• _Task to carry out_: For the string "occurrences", report how many lines in the records below contain it, and nothing more.

• _Record set_:
PR #3038, opened 2018-11-05
most new resources require a resourceVersion so make that the default

grosser:
seeing `JobExecution failed: Kubernetes error  "example" is invalid: metadata.resourceVersion: Invalid value: 0x0: must be specified for an update`

opened https://github.com/kubernetes/kubernetes/issues/70674 to get a solution in the api, but doubt that will work out
`
@zendesk/compute


adammw (approved):

grosser:
using 0 / -1 / 999999999 does not work :(

PR #3044, opened 2018-11-13
Use ruby 2.5.3 (security update)

rata:
* Updates ruby version because of the security update: https://www.ruby-lang.org/en/news/2018/10/17/ruby-2-5-2-released/ and https://www.ruby-lang.org/en/news/2018/10/18/ruby-2-5-3-released/

/cc @zendesk/samson

### Tasks
 - [ ] :+1: from team

### References
 - Jira link:

### Risks
- Level: Low


rata:
@grosser oh, sorry I missed it! Now `.ruby-version` too :)

rata:
I'm not sure how to the version heroku expects. I can change the Gemfile.lock file manually, but not sure what versions heroku uses (right now the Gemfile.lock has 2.5.1p57, not sure which suffix should be for 2.5.3 in heroku).

If anyone with access to heroku zendesk projects can check and modify this, please do!

grosser:
bundle once so the Gemfile.lock changes ... heroku will use .ruby-version

rata:
@grosser thanks! The "FOSSA" test is failing, but seems unrelated. Do you happen to know why?  I just rebased. Can't find what was causing FOSA to fail in some PR in the past...

PR #3050, opened 2018-11-16
rescue harder to make it not blow up migrations

grosser:
fixes issue on https://github.com/zendesk/samson/pull/1889

@esselius can you provide more details on what the exception was exactly ?

PG::InFailedSqlTransaction

### DIFF
--- a/db/migrate/20181111003546_remove_binary_builder.rb
+++ b/db/migrate/20181111003546_remove_binary_builder.rb
@@ -1,8 +1,12 @@
 # frozen_string_literal: true
 class RemoveBinaryBuilder < ActiveRecord::Migration[5.2]
+  class Stage < ActiveRecord::Base
+  end
+
   def change
-    remove_column :stages, :docker_binary_plugin_enabled
-  rescue StandardError # rubocop:disable Lint/HandleExceptions
-    # user might have never installed the plugin
+    # postgres cannot rescue aleter statements, so we need to be sure the up migration for this ran
+    if Stage.column_names.include? 'docker_binary_plugin_enabled'
+      remove_column :stages, :docker_binary_plugin_enabled
+    end
   end
 end


esselius:
@grosser https://gist.github.com/esselius/7726d0e3c386a988ba61c0a798d979ad

grosser:
that triggered a PG::InFailedSqlTransaction ... which is a child of StandardError ... so this should have worked oO

grosser:
also the logs show that RemoveBinaryBuilder finished ... so maybe this is something else ?

grosser:
also the logs show that RemoveBinaryBuilder finished ... so maybe this is something else ?

grosser:
also the logs show that RemoveBinaryBuilder finished ... so maybe this is something else ?

grosser:
ah I read that backwards ...

grosser:
ok, fixed it ... issue is https://github.com/rails/rails/issues/12330 ... connection gets poisoned once a statement fails ... rolling back also gets it into a weird state, so let's just never break the connection in the first place :)

grosser:
@ragurney 👁

grosser:
thx for reporting this, these kind of bugs are hard to track down :D

db/migrate/20181111003546_remove_binary_builder.rb
```diff
@@ -1,8 +1,12 @@
...
 class RemoveBinaryBuilder < ActiveRecord::Migration[5.2]
+  class Stage < ActiveRecord::Base
+  end
+
   def change
-    remove_column :stages, :docker_binary_plugin_enabled
-  rescue StandardError # rubocop:disable Lint/HandleExceptions
-    # user might have never installed the plugin
+    # postgres cannot rescue aleter statements, so we need to be sure the up migration for this ran
+    if Stage.column_names.include? 'docker_binary_plugin_enabled'
```
ragurney: Nice, seems like a good idea 👍

PR #3058, opened 2018-11-26
prerequisite_stages: refactor strange yield logic and better test

grosser:
@zendesk/bre 

/cc @zendesk/compute

### DIFF
--- a/plugins/prerequisite_stages/lib/samson_prerequisite_stages/samson_plugin.rb
+++ b/plugins/prerequisite_stages/lib/samson_prerequisite_stages/samson_plugin.rb
@@ -2,31 +2,30 @@
 
 module SamsonPrerequisiteStages
   class Engine < Rails::Engine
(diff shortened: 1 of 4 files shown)


plugins/prerequisite_stages/lib/samson_prerequisite_stages/samson_plugin.rb
```diff
@@ -3,30 +3,28 @@
 module SamsonPrerequisiteStages
   class Engine < Rails::Engine
     def self.execute_if_unmet_prereq_stages(stage, reference)
```
ragurney: Maybe change the name of this to something else now? e.g. `check_unmet_prerequisite_stages`?

grosser: done, also renamed prereq -> prerequisite and moved from `Engine` to base

PR #3062, opened 2018-11-27
remove dead methods from OutputBuffer / never block forever when adding listener during closing

grosser:
@zendesk/bre @zendesk/compute 

 - remove invalid utf8
 - remove unused methods
 - remove `white chunk = ` logic which never worked since queue.pop blocks
 - make sure we never add a listener after we close since that listener would hang forever on the .pop (race condition)

### DIFF
--- a/app/models/output_buffer.rb
+++ b/app/models/output_buffer.rb
@@ -31,6 +31,7 @@ class OutputBuffer
     @previous = ThreadSafe::Array.new
     @closed = false
     @line_finished = true
+    @mutex = Mutex.new
   end
 
   def puts(line = "")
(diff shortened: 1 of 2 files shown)


app/models/output_buffer.rb
```diff
@@ -63,34 +57,36 @@ def to_s
...
+      return @previous.each(&block) if closed?
       @listeners << queue
+    end
 
-      # race condition: possibly duplicate messages when message comes in between adding listener and this
-      @previous.each(&block)
+    # race condition: possibly duplicate messages when message comes in between adding listener and this
+    @previous.each(&block)
 
-      while (chunk = queue.pop) && chunk.first != :close
```
adammw: were there no tests checking the behaviour when the chunk was :close ?

grosser:
the tests were checking that it closes / stops, so just removing it and not
replacing would have broken them

PR #3067, opened 2018-11-28
fix vulnerability scanning is broken because google changed the api

grosser:
following https://cloud.google.com/container-registry/docs/reference/rest/v1alpha1/projects.occurrences#analysisstatus after seeing reports that it does not work anymore

/cc @zendesk/bre @zendesk/compute


plugins/gcloud/lib/samson_gcloud/image_scanner.rb
```diff
@@ -11,11 +11,18 @@ class ImageScanner
...
-      # the occurance with type DISCOVERY tells us if the scan is done, so we do not mark pending as "Nothing found"
+      # which has many thousand occurrence for very simple images
+      # the occurrence with type DISCOVERY tells us the scan status
+      # https://cloud.google.com/container-registry/docs/reference/rest/v1alpha1/projects.occurrences#analysisstatus
       def scan(build)
         return ERROR unless result = request(build, "occurrences", "kind=\"DISCOVERY\"")
-        return WAITING unless result.dig("occurrences", 0, "discovered", "operation", "done")
+
+        case result.dig("occurrences", 0, "discovered", "analysisStatus")
+        when "FINISHED_SUCCESS" # rubocop:disable Lint/EmptyWhen fall through
```
adammw: would prefer something like since the empty fall through isn't that clear...
```ruby
unless (status = result.dig("occurrences", 0, "discovered", "analysisStatus")) == "FINISHED_SUCCESS"
  return WAITING if ["PENDING", "SCANNING"].include?(status)
  return ERROR
end
```

PR #3068, opened 2018-11-29
do not fail jenkins when any comitter/user had no email

grosser:
was browsing rollbar for sth else and saw this ...
```
NoMethodError: undefined method `include?' for nil:NilClass
1
File "plugins/jenkins/app/models/samson/jenkins.rb" line 252 in block in notify_emails
```

@zendesk/compute


ragurney:
Maybe add accompanying test?

grosser:
added ... these jenkins tests are 🤢

PR #3071, opened 2018-11-30
make us not mix up dev/staging/prod samson instances

grosser:
@zendesk/bre 
/cc @zendesk/compute 

restarted the wrong one by accident this morning ... we need some way of visually distinguishing them :)

screen shot 2018-11-30 at 9 27 57 am


app/views/layouts/_header.html.erb
```diff
@@ -1,6 +1,6 @@
 <div class="navbar navbar-inverse">
```
adammw: I would even say make it a different colour depending on the env...

grosser:
screen shot 2018-11-30 at 10 04 40 am

PR #3368, opened 2019-05-15
add project permalink to webhook urls so we can quickly see where the…

grosser:
…y go

decided against:
 - not being backwards compatible
 - duplicating all integration urls in projects scope
 - changing the token format to project-token since I want a readable permalink and all possible separators can be in the permalink too

Screen Shot 2019-05-15 at 2 27 51 PM


grosser:
turns out some integrations already send a `project` param, so we can't use that :(

PR #3370, opened 2019-05-17
Added pagination links for JSON api

sathishavm:
## Description
  We have pagination for Json API, but we don't have enough details in JSON API to perform pagination, along with this story, I have added addition details like `links` and `headers` for pagination.
Screen Shot 2019-05-17 at 10 38 58 AM
Screen Shot 2019-05-17 at 10 49 18 AM

### Risks
- Level: Low

### DIFF
--- a/app/controllers/concerns/json_pagination.rb
+++ b/app/controllers/concerns/json_pagination.rb
@@ -2,12 +2,12 @@
 module JsonPagination
   private
 
-  def add_pagination_links(json, pagy)
+  def add_json_pagination_links(json, pagy)
     # add custom headers to the response
-    add_headers(pagy)
+    add_json_pagination_headers(pagy)
 
     # Insert links at beginning
-    links = links(pagy)
+    links = json_pagination_links(pagy)
     if links.present?
       json_d = json.clone
       json.clear
@@ -16,7 +16,7 @@ module JsonPagination
     end
   end
 
-  def pages(pagy)
+  def json_pagination_pages(pagy)
     paging = {}
     paging[:first] = 1          unless pagy.page == 1
     paging[:last] = pagy.pages  unless pagy.page == pagy.pages
@@ -26,19 +26,19 @@ module JsonPagination
     paging
   end
 
-  def links(pagy)
+  def json_pagination_links(pagy)
     links = {}
     uri = request.env["PATH_INFO"]
 
     # Build pagination links
-    pages(pagy).each do |key, value|
+    json_pagination_pages(pagy).each do |key, value|
       query_params = request.query_parameters.merge(page: value)
       links[key] = "#{uri}?#{query_params.to_param}"
     end
     links
   end
 
-  def add_headers(pagy)
+  def add_json_pagination_headers(pagy)
     headers['X-PER-PAGE']      = pagy.offset
     headers["X-CURRENT-PAGE"]  = pagy.page
     headers["X-TOTAL-PAGES"]   = pagy.pages
--- a/app/controllers/concerns/json_pagination.rb
+++ b/app/controllers/concerns/json_pagination.rb
@@ -1,0 +1,47 @@
+# frozen_string_literal: true
+module JsonPagination
+  private
+
+  def add_pagination_links(json, pagy)
+    # add custom headers to the response
+    add_headers(pagy)
+
+    # Insert links at beginning
+    links = links(pagy)
+    if links.present?
+      json_d = json.clone
+      json.clear
+      json["links"] = links
+      json.merge! json_d
+    end
+  end
+
+  def pages(pagy)
+    paging = {}
+    paging[:first] = 1          unless pagy.page == 1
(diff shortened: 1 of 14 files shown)


app/controllers/concerns/json_pagination.rb
```diff
@@ -0,0 +1,47 @@
...
+      links[key] = "#{uri}?#{query_params.to_param}"
+    end
+    links
+  end
+
+  def add_headers(pagy)
+    headers['X-PER-PAGE']      = pagy.offset
+    headers["X-CURRENT-PAGE"]  = pagy.page
+    headers["X-TOTAL-PAGES"]   = pagy.pages
+    headers["X-TOTAL-RECORDS"] = pagy.count
```
grosser: is this stolen from somewhere/a common pattern ?
would it be easier to have `pagination` in the reply so that users don't have to read headers ?
(check what github or zendesk or openapi do)

app/controllers/concerns/json_renderer.rb
```diff
@@ -40,7 +40,7 @@ def add_includes(root, resources, includes)
 
   private
 
-  def render_as_json(namespace, resource, status: :ok, allowed_includes: [])
+  def render_as_json(namespace, resource, status: :ok, allowed_includes: [], pagy: nil)
```
grosser: make pagy a required argument so all call-sites have to consider adding `@pagy` or `nil`

app/controllers/concerns/json_pagination.rb
```diff
@@ -0,0 +1,47 @@
...
+    links = links(pagy)
+    if links.present?
+      json_d = json.clone
+      json.clear
+      json["links"] = links
+      json.merge! json_d
+    end
+  end
+
+  def pages(pagy)
```
grosser: prefer less generic names since this will be mixed into every controller

app/controllers/concerns/json_pagination.rb
```diff
@@ -0,0 +1,47 @@
...
+    paging = {}
+    paging[:first] = 1          unless pagy.page == 1
+    paging[:last] = pagy.pages  unless pagy.page == pagy.pages
+
+    paging[:prev] = pagy.prev   unless pagy.prev.nil?
+    paging[:next] = pagy.next   unless pagy.next.nil?
+    paging
+  end
+
+  def links(pagy)
```
grosser: less generic name

app/controllers/concerns/json_pagination.rb
```diff
@@ -0,0 +1,47 @@
...
+
+    # Build pagination links
+    pages(pagy).each do |key, value|
+      query_params = request.query_parameters.merge(page: value)
+      links[key] = "#{uri}?#{query_params.to_param}"
+    end
+    links
+  end
+
+  def add_headers(pagy)
```
grosser: less generic name

app/controllers/concerns/json_pagination.rb
```diff
@@ -0,0 +1,47 @@
...
+    # add custom headers to the response
+    add_headers(pagy)
+
+    # Insert links at beginning
+    links = links(pagy)
+    if links.present?
+      json_d = json.clone
+      json.clear
+      json["links"] = links
+      json.merge! json_d
```
grosser: just add them add the end ?

grosser:
in general might be quicker to pair for a bit to decide on direction together before making big PRs lie this

app/controllers/concerns/json_renderer.rb
sathishavm: done

app/controllers/concerns/json_pagination.rb
sathishavm: It was just inspired by Github API and some gems.
Where GitHub adds everything including links in the header. I prefer most frequently changing items like `links` should be the body and some constant values like.. `total_Recods`, `total_page` ..etc should be in the header.

app/controllers/concerns/json_pagination.rb
sathishavm: Generally, we can add anywhere,  but some of our API results are very large along with `includes` and `inlines` its very hard to find it out while viewing in UI and also it's hard to maintain the `links` always as the last entry.. something may end-up up append in between.

grosser: then how about:
```ruby
json = {links: links}.merge(json)
```

also document this reason why we are doing it

app/controllers/concerns/json_pagination.rb
```diff
@@ -0,0 +1,47 @@
+# frozen_string_literal: true
+module JsonPagination
+  private
+
+  def add_json_pagination_links(json, pagy)
+    # add custom headers to the response
+    add_json_pagination_headers(pagy)
+
+    # Insert links at beginning
+    links = json_pagination_links(pagy)
```
grosser: make it symmetric and remove comments ? `add_json_pagination_links`

grosser:
please squasch commits before merging or merge with squasching

PR #3371, opened 2019-05-20
unify hook view locations

grosser:
stage_form being in fields etc made it not possible to search for `files that match stage_form` ... so now they all get the same name and file search in editor works
`Samson::Hooks.view :stage_form, 'samson_aws_sts/fields'`


adammw (approved):

adammw:
Is there any plugin versioning that you need to bump / note in a changelog?

grosser:
whoever does not use the new format will get a pretty descriptive error message ... not much docs anywhere for this :)

PR #3373, opened 2019-05-22
show kkubernetes namespace comment on index page

grosser:
Screen Shot 2019-05-22 at 11 32 54 AM

### DIFF
--- a/plugins/kubernetes/app/views/kubernetes/namespaces/index.html.erb
+++ b/plugins/kubernetes/app/views/kubernetes/namespaces/index.html.erb
@@ -12,7 +12,10 @@
 
       <% @kubernetes_namespaces.each do |namespace| %>
         <tr>
-          <td><%= namespace.name %></td>
+          <td>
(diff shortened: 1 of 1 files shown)


eatwithforks (approved):

plugins/kubernetes/app/views/kubernetes/namespaces/index.html.erb
```diff
@@ -12,7 +12,10 @@
 
       <% @kubernetes_namespaces.each do |namespace| %>
         <tr>
-          <td><%= namespace.name %></td>
+          <td>
+            <%= namespace.name %>
+            <%= additional_info simple_format(namespace.comment) if namespace.comment? %>
```
adammw: why isn't comment just a column in the table?

grosser: because it could be pretty big and also noisy to ahve it in the index view

PR #3374, opened 2019-05-22
sync all namespaces button

grosser:
press:
 - when a cluster was down
 - when new cluster was added
 - when creation randomly failed

Screen Shot 2019-05-22 at 12 16 02 PM
Screen Shot 2019-05-22 at 12 14 07 PM

@zendesk/compute

### DIFF
--- a/plugins/kubernetes/config/routes.rb
+++ b/plugins/kubernetes/config/routes.rb
@@ -32,6 +32,13 @@ Samson::Application.routes.draw do
       end
     end
     resources :usage_limits, except: [:edit]
-    resources :namespaces, except: [:edit]
+    resources :namespaces, except: [:edit] do
+      member do
+        post :sync
+      end
+      collection do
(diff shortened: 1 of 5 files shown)


plugins/kubernetes/config/routes.rb
```diff
@@ -32,6 +32,10 @@
       end
     end
     resources :usage_limits, except: [:edit]
-    resources :namespaces, except: [:edit]
+    resources :namespaces, except: [:edit] do
+      collection do
+        post :sync_all
```
adammw: also able to sync a single resource?

adammw (approved):
would like to see syncing a single namespace as well, but 🤷‍♂

plugins/kubernetes/config/routes.rb
grosser: added a `sync` button to the edit view too

PR #3376, opened 2019-05-23
Do not allow using a Deployment without spec.selector which would fal…

grosser:
…l back to all metadata.labels

could be changing labels like team etc that would make re-deploys fail

@zendesk/compute

### DIFF
--- a/plugins/kubernetes/app/models/kubernetes/role_validator.rb
+++ b/plugins/kubernetes/app/models/kubernetes/role_validator.rb
@@ -104,6 +104,7 @@ module Kubernetes
 
     # template_filler.rb sets name for everything except for IMMUTABLE_NAME_KINDS, keep_name, and Service
     # we make sure users dont use the same name on the same kind twice, to avoid them overwriting each other
+    # if they run in the default namespace
     def validate_name_kinds_are_unique
       # do not validate on global since we hope to be on namespace soon
       return if !@project || !@project.override_resource_names?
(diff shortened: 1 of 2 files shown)


plugins/kubernetes/app/models/kubernetes/role_validator.rb
```diff
@@ -140,7 +141,7 @@ def validate_project_and_role_consistent
         kind = resource[:kind]
 
         label_paths = metadata_paths(resource).map { |p| p + [:labels] } +
-          if resource.dig(:spec, :selector, :matchLabels)
+          if resource.dig(:spec, :selector, :matchLabels) || resource[:kind] == "Deployment"
```
adammw: aren't there a few of these like that? worth having an array of kinds, ie. job, cronjob, replicaset, etc. ?

adammw (approved):

adammw:
would like a comment there why you check for deployment explicitly...

plugins/kubernetes/app/models/kubernetes/role_validator.rb
grosser: job: no, cronjob: no, replicaset: nobody deploys that ... so just leaves Deployment ... and that's were we saw the bug 🤷‍♂

grosser:
hmm just realized with "there" you meant in the code or in the PR ? :trollface:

• _Output of the exercise_: 6